#### Records from a collection:
Issue #1253, opened 2024-04-01
[Cody Ignore] Add a banner to editors with Cody Ignored files open


dominiccooney:
Typical in JetBrains to display a warning [Banner](https://jetbrains.design/intellij/controls/banner/) on files which "informs the user about the state of a specific context in the project. ... to suggest actions that can impact the user’s workflow."

VSCode uses the status bar for the same purpose, see vscode/src/services/StatusBar.ts

[API docs entrypoint.](https://plugins.jetbrains.com/docs/intellij/notifications.html#editor-banner)

dominiccooney:
@danielmarquespt I welcome your input here.

My thinking here is that:
- The Cody Ignore PRD wants to communicate *why* a file is ignored, command disabled, etc. This is a good principle, it will cut down on people cutting and pasting from files their administrator intended to "protect."
- The communication happens with an error message. This is good. We could disable/take away a menu item, but that's confusing because there's no explanation why. The menu item label isn't the place to explain why a command is disabled—it should be short—and in some places it is hard to make those labels dynamic anyway. And you may be using a shortcut anyway and never *see* the menu item.
- But it is annoying to invoke a command, only to get an error message.
- Thus we should use a banner, so you know what's going on, and the meaning of the banner is reinforced if you do go into the commands through shortcut muscle memory or whatever.

danielmarquespt:
The UX for this is a bit different now (maybe simpler?)

It is covered on this discussion: https://sourcegraph.slack.com/archives/C05AGQYD528/p1712864303221559

And the figma file lives here: https://www.figma.com/file/m9Yvgv6W3aPRLfXnxgwnEz/JetBrains?type=design&node-id=1181-17006&mode=design

PR #1379, opened 2024-04-24
Add a service for checking Cody Ignore policy and decorate some UI with ignored status

dominiccooney:
This change is integrated through Agent, but the extension side is not integrated with server-set policy yet. Instead, this change uses a testing hook which pushes an ad-hoc policy to the extension—see the test plan.

As a result, this does not cause any user visible change for Enterprise users yet. For self-serve users of the experimental file-based Cody Ignore feature, this UX may trigger until extension-side integration is complete. However we have determined that to be very few users.

Exact UX is still being designed. These labels and icons are placeholders.

Part of #1252, #1253.

## Test plan

Tested manually:

1. Run the extension with `CODY_JETBRAINS_FEATURES=cody.feature.internals-menu=true` and open some files, say `Foo.java` and `Bar.go`
2. Status bar, Internals, Testing: Cody Ignore
3. Check "Override policy for testing", set URI regex to `\.java$`. OK.
4. Verify that a banner appears in `Foo.java` but not `Bar.go`.
5. Run a command like Explain Code with the right click context menu and verify that a notification appears
6. Run a command like Explain Code with a keyboard shortcut like ctrl-shift-E and verify that a notification appears
7. Verify when focus switches from `Foo.java` to `Bar.go`, a slashed Cody icon appears in the status bar when an ignored file is focused.


src/main/kotlin/com/sourcegraph/cody/ignore/IgnoreOracle.kt
```diff
@@ -0,0 +1,88 @@
...
+  IGNORE("ignore"),
+  USE("use"),
+}
+
+/**
+ * Provides details about whether files and repositories must be ignored as chat context, for
+ * autocomplete, etc. per policy.
+ */
+@Service(Service.Level.PROJECT)
+class IgnoreOracle(private val project: Project) {
```
odisseus, line 24: Hmph.
rc24-duke-java-mascot

src/main/kotlin/com/sourcegraph/cody/ignore/IgnoreOracle.kt
```diff
@@ -0,0 +1,88 @@
...
+    if (result != null) {
+      completable.complete(result)
+      return completable
+    }
+    CodyAgentService.withAgent(project) { agent ->
+      val policy =
+          when (agent.server.ignoreTest(IgnoreTestParams(uri)).get().policy) {
+            "ignore" -> IgnorePolicy.IGNORE
+            "use" -> IgnorePolicy.USE
+            else -> throw Exception("invalid ignore policy value")
```
odisseus: Consider using `IllegalStateException`, or any other class that extends `RuntimeException`. This might be a moot point for Kotlin, but in Java the possibility to throw any other type of Throwable affects the method's signature.

src/main/kotlin/com/sourcegraph/cody/chat/actions/BaseCommandAction.kt
```diff
@@ -1,17 +1,34 @@
...
+import com.sourcegraph.cody.ignore.IgnorePolicy
 
 abstract class BaseCommandAction : BaseChatAction() {
 
   abstract val myCommandId: CommandId
 
   override fun doAction(project: Project) {
-    FileEditorManager.getInstance(project).selectedTextEditor?.let {
+    FileEditorManager.getInstance(project).selectedTextEditor?.let { editor ->
+      ApplicationManager.getApplication().assertIsDispatchThread()
```
pkukielka: Actually `selectedTextEditor` should be called on EDT only as well, so you could move that assertion to the first line of the method.

pkukielka (approved):
LGTM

#### WORK TO COMPLETE:
If a line in the data above holds the string "about", copy it.

#### RESPONSE TO THIS EXERCISE:
Typical in JetBrains to display a warning [Banner](https://jetbrains.design/intellij/controls/banner/) on files which "informs the user about the state of a specific context in the project. ... to suggest actions that can impact the user’s workflow."
+ * Provides details about whether files and repositories must be ignored as chat context, for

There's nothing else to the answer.